Pyro-Phototronic Effect-Enhanced Photocurrent of a Self-Powered Photodetector Based on ZnO Nanofiber Arrays/BaTiO3 Films

Self-powered photodetectors (PD) based on ferroelectric materials have gained huge attention because of the spontaneous polarization and unique photovoltaic effect. However, the low photocurrent values and switch ratio of the ferroelectric materials limit their further practical applications in a wide temperature range. In this study, the self-powered ZnO nanofiber array/BaTiO3 (ZnO-NFA/BTO) PD was fabricated by highordered ZnO-NFA via electrospinning method deposited on a 300 nm BTO film synthesized using sol-gel method. The electrospinning can prepare ZnO-NFAs with a controllable diameter (100 nm) and orientation and is directly deposited on the quartz at a large scale, which simplifies the fabrication process.

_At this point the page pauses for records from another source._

PR #501, opened 2021-09-03
Fix search filter is cut if half in Entries page when no results #3169

truongwp:
Fixes https://github.com/Strategy11/formidable-pro/issues/3169

### DIFF
--- a/css/frm_admin.css
+++ b/css/frm_admin.css
@@ -5344,7 +5344,7 @@ span.howto {
 	line-height: 200%;
 }
 
-.formidable_page_formidable-entries .no-items {
+#form_entries_page #the-list .no-items {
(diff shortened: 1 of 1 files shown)


Crabcyborg:
Thanks @truongwp this looks good but it also doesn't always work.

I happen to be using a whitelabel icon right now so I caught an issue with this class early - it isn't always used. Instead, on my page I have a class `my-plugin_page_formidable-entries` instead because my plugin's name is "My Plugin" not formidable.

I think `.frm-admin-page-entries .frm_list_entry_page` or some variation of that might be safer.

truongwp:
@Crabcyborg Thank you. I updated the CSS selector. Please check.

Crabcyborg (approved):
Looks good, thanks!

PR #502, opened 2021-09-07
Allow custom HTML for error messages when validate with JavaScript is on

Crabcyborg:
Related to https://github.com/Strategy11/formidable-pro/issues/2360 and includes part of a fix for that as well.

Also see https://github.com/Strategy11/formidable-pro/pull/3177 for a related fix (submit with AJAX).

I noticed while working on that issue that we have all of these gaps as well with our JavaScript validation, which I got confused with this at first since it's the same set of issues.

I tried to make it as performant as possible by storing the form object as a variable when we initially check for the js validation in the global var, by only checking if there are required/invalid errors embedded in the HTML, and by ignoring the default HTML so only custom HTML is added to the form.

This update adds support for custom HTML from the "Customize HTML" part of settings but also via the frm_before_replace_shortcodes filter.

_With the JavaScript validation, the frm_before_replace_shortcodes filter will always pass an empty array for $errors, which isn't something we can workaround. If you notice this during testing, nothing can really be done about it. It might make sense to mention this limitation in our documentation though._

### DIFF
--- a/classes/controllers/FrmFieldsController.php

This device possesses a greater on/off ratio of 2357 at zero bias than that of BTO PD (3.33) and the ZnO-NFA PD (125) at 0.2 V. The highest responsivity and specific detectivity are 1.41 mA W-1 and 1.48 x 10(9) Jones at 368 nm under 0 V bias, respectively, which is enhanced about three magnitudes than the pristine BTO PD (1.21 mu A W-1 and 1.02 x 10(9) Jones). The photocurrent of the ZnO-NFA/BTO PD strongly depends on the temperature. After the cooling system and prepolarization processing are both introduced, the largest light current (475 nA) and photovoltaic plateaus (585 nA) are enhanced by about 4417 and 4278% under 368 nm at a power intensity of 4.46 mW cm(-2) at 0 degrees C, respectively. The enhancement of photocurrent is associated with a ferro-pyro-phototronic effect, evidenced by enhanced ferroelectric polarization. The ZnO-NFA/ BTO PD can detect weak signals at low power intensity with a wide temperature range of 0-100 degrees C under 0 V bias. The selfpowered ZnO-NFA/BTO PD provides a new and promising way to fabricate high-performance and low-cost photodetectors from inorganic perovskite materials.

Automated summary

The self-powered ZnO nanofiber array/BaTiO3 photodetector fabricated through electrospinning method shows improved photocurrent and switch ratio, enabling its practical applications in a wide temperature range. This device can detect weak signals at low power intensity with a wide temperature range of 0-100 degrees C under 0 V bias.